Its centrepiece is the shiny black pearl finish on the petrol tank, tail and front guard. “I think every bike needs a character, there’s no point building something unless it has a character, right from the beginning,” Jason says.
“We give each of our custom bikes a name and when we talk about a particular bike we only refer to it by name only.
”Looking over the bike in its newly-finished condition, it’s easy to see Jason is very satisfied with the result he’s achieved.
“We were over the moon with the final result and this bike has turned out even better than we imagined it would,” Jason said. “It has simple lines but it has an effective finish.”
One of the main goals for the La Sombra build was to end up with a motorcycle that looked like a customised classic SR400 café racer, but make it feel like a new bike to ride.
“It really is like riding a brand-new Yamaha SR400,” Jason said. “It’s fitted with a performance engine, so it’s not as sluggish as the older SR400s were. It’s surprisingly comfortable for a custom bike and would easily handle long trips."
The inspiration to build La Sombra came from one of Jason’s customers, Michale Kriesch, who approached him last year to build the dream custom café racer he had always wanted to own. Kriesch had a particular style in mind and worked with Jason to design the dark mirror styling of La Sombra. Jason said he always looks to his customers for inspiration and then they work as a team to guide the build in a direction with which everyone is happy.
What’s it based on
La Sombra is based on a 1986 Yamaha SR400. The little single-cylinder motorcycle has been in constant production in Japan since 1978, barely changing during all that time – it even retains a kickstarter.
Though not officially sold in Australia until 2014, pre-2014 grey imports are in good supply along with the SR500, manufactured between 1978 and 1999, which was sold in Australia. The 1986 SR400 used for Jason’s custom build features drum brakes front and rear.
“Normally we do a disc brake front end conversion when working with an SR400 of this vintage but we wanted to keep this one original,” Jason said. “The SR400 is a great little bike to work from as a base if you want to do a café racer type build. “The café style requires just clip-on handlebars, flat seat and a tail.”

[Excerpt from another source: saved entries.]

PR #1999, opened 2026-08-15
docs(rulings): correct the axis record's enforcement pin from 8 to 3

nh13:
`rulings[coding-axis-merges-are-a-disclosed-general-34-deviation]` states that `coding_axis_separation_two_or_more_merges` *"moves from 0 to **8** in both censuses, and that pin is the whole enforcement of this ruling"*, and frames its tripwire as *"a rise above 8"*.

**The pin has never been 8.** The first commit corrects the figure and the direction language. The second then answers the question that leaves open, by re-deriving the set: **the record's disclosed population is empty.**

**The ruling's text is unchanged and the record is not retired** — see [Deliberately not decided](#deliberately-not-decided-here).

## The measurement

The pin has only ever held two values:

| commit | PR | value |
|---|---|---|
| `c165c939` | #1710 | `0` (introduced) |
| `750f2334` | #1835, 2026-08-14 04:12:55 | **`3`** |

No neighbouring census field holds 8 either, so it is not a transposition from an adjacent line.

## Why this is not staleness

The record **did not exist** at `750f2334`, nor at `2d8b490b~1`. It was authored by #1899 (`2d8b490b`) at **15:55:50 the same day — 11h43m after the pin had already been set to 3.**

The 8 is a *true measurement at #1616's base*, under the partition rule #1835 replaced. It was carried forward and restated in the present tense against a pin that had already moved. So this is not a value that decayed while a correct record failed to notice — it is a record that did not match the code it names as its whole enforcement on the day it was written.

**That measurement is not withdrawn.** The eight-row table, the `sepN` reads and the "all eight are pure deletions" chain are all history and stay. What is withdrawn is the present-tense claim that the *pin* is 8.

## The tripwire is not directional

*"A rise above 8 must NAME THE CLAUSE THAT CARRIED IT"* describes the bespoke `assert!` at `tests/it/spec_conformance_axis.rs:1963`, which does fire only on a rise. But it is followed at `:1982` by `assert_eq!(census, pinned)`, which catches movement in **either** direction.

So a fall could not have gone unflagged, and did not: #1835 re-pinned deliberately and named the three surviving rows in a comment at `:848-852`. The requirement is now stated as **any change from 3, up or down, must name the clause or ruling that carried it.**

## The record predicted this itself

Worth stating, because it is why the substance survives untouched. The record's own falsifier already reads:

> the count may legitimately fall as well as rise, and in either direction the question to answer is which rows are in the set and on what ground — **never whether the number is still 8**. Read the eight ids above, not the digit.

This correction is that instruction being followed. Only the digit and the direction language were wrong.

## What changes

| file | change |
|---|---|
| `hgvs_spec_normalization_overrides.json` | correction block appended to the rationale, withdrawn-and-quoted per the record's convention |
| `docs/NORMALIZATION_CONTRACT.md` | re-blessed — generated from the ledger, so it carries automatically |
| `CLAUDE.md` | the adjudication table row: tripwire sentence and falsifier tail |
| `tests/it/spec_conformance_axis.rs` | the positive control's doc comment at `:2046-2056`, which still described the pin as **0** |

On that last one: the doc is converted to past tense rather than having its digit swapped, and records that a nonzero pin closes the specific blindness it was built for — a counter wired to `false` would now read 0 against a pin of 3 and fail both censuses' `assert_eq!`. The control is kept anyway, because it is the only test exercising the predicate *directly* rather than through a census total, and the blindness returns the moment the pin returns to 0.

## The set, re-derived (second commit)

Measured on the tree rather than read off the count. Both censuses were mis-pinned so the `assert_eq!` at `spec_conformance_axis.rs:1982` fires and prints its findings report; the flagged rows were read off it; the source was restored byte-identically from a copy taken beforehand (`cmp`-verified), not with `git checkout`.

**Exactly three merges, in two families:**

| n | separation | row | authored | output |
|---:|---:|---|---|---|
| 2 | 2 | `s01-c3m-pair-del-sub-p4-sep2` + `c3p` twin | `c.[24_27del;30C>G]` | `c.24_30delinsTTG` |
| 1 | 3 | `s01-c1-pair-inv-del-p4-sep3` | `c.[9_12inv;16_19del]` | `c.9_19delinsGTCAGTA` |

That reproduces both the pin of 3 and this file's own "The 3 are named and adjudicated" section at `:539-591`.

**The measured set intersects the record's eight named rows in nothing** — the record's are `m3`/`m4` multi-member all-deletion designs, the measured are `pair-*`. Since the counter counts *every* merging coding-axis row authored at separation two or more, a count of 3 whose rows are named and are none of the eight settles it: not one of this record's rows is currently a counted merge.

**And the three that are counted are not deviations.** #1835 adjudicated them at `:539-591` — *"all three are accounted for and none is a `general.md:34` deviation"*:

- the `sep3` row is returned **whole** by the canonical partitioner, so there is no derived separation for `:34` to govern (per `separation-is-a-property-of-the-spelling-not-of-the-variant`); it is counted only because the counter keys on the **authored** member count, which is what makes it an instrument rather than a verdict;
- the two `sep2` rows derive to `c.[24_26del;29_30delinsG]`, and `29_30delinsG` places one base while consuming two — gap-bearing, so `DNA/delins.md:47` reaches them and they **leave** the set. That is this record's own falsifier firing, in its own words.

**So the disclosure is vacuous on the current partition rule.** Nothing here says the record was wrong when written — it was a true disclosure at #1616's base. The thing disclosed has since stopped happening.

## Deliberately not decided here

**The record is NOT retired and its `status` is NOT changed.** Retiring a `decided` ruling is an operator act under `adjudication-precedence-order`, and a vacuous disclosure is harmless where a silently-wrong one is not. The recommendation is to retire it as superseded, or narrow it explicitly to #1616's base, rather than leave a live disclosure over an empty set.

What’s it gotThe 399cc, air-cooled, single-cylinder, SOHC, two-valve-per-cylinder engine in La Sombra has been fitted with a 38mm Mikuni carburettor and manifold as well as a new piston to increase compression ratio to 10:1. The cylinder head and cylinder were given a make-over with the valves and valve-seats machined. The engine was also blue-printed.
“There’s no point building something unless it has a character”
The exhaust system may look like just a straight through pipe, but a baffle has been fitted to the system to reduce noise. It still sounds meaty, but loses the headache-inducing bark of a straight-through system.
The frame was taken back to bare metal and powder-coated and the engine was given a full blacked-out treatment. The original tank was retained to keep the standard SR400 look.
The original front fork and both wheels have also been powder coated and the rear shocks have been replaced with Ikons, made in right here in Australia. Another interesting touch are the military style lights and indicator covers.
During war years, motorcycles were fitted with similar covers to minimise any peripheral light which might give the enemy somethig to shoot at.
The build process took three months and the black chrome finish on the petrol tank, tail and front guard was a complicated process. The donor bike was stripped to the bare frame before the build even got underway. “The unique colour is called Black Pearl, it’s applied using a chrome-type sequence which includes dipping,” Jason said.“It’s like a nickel-plate as opposed to a zinc or chrome plating. To get the look resembling a shiny black pearl on all the surfaces was quite difficult.”
La Sombra is the most typical café racer style motorcycle you’re ever likely to ride. “Using the kickstart lever to get it going is all part of the experience,” he said. “It’s got a beautiful sound to it, especially in third and fourth gear and I actually don’t mind riding it without the baffle.”Fitting the high-compression piston and head has given the 399cc engine extra squirt, and Jason reported the drum brakes are more than up to the task of stopping the bike.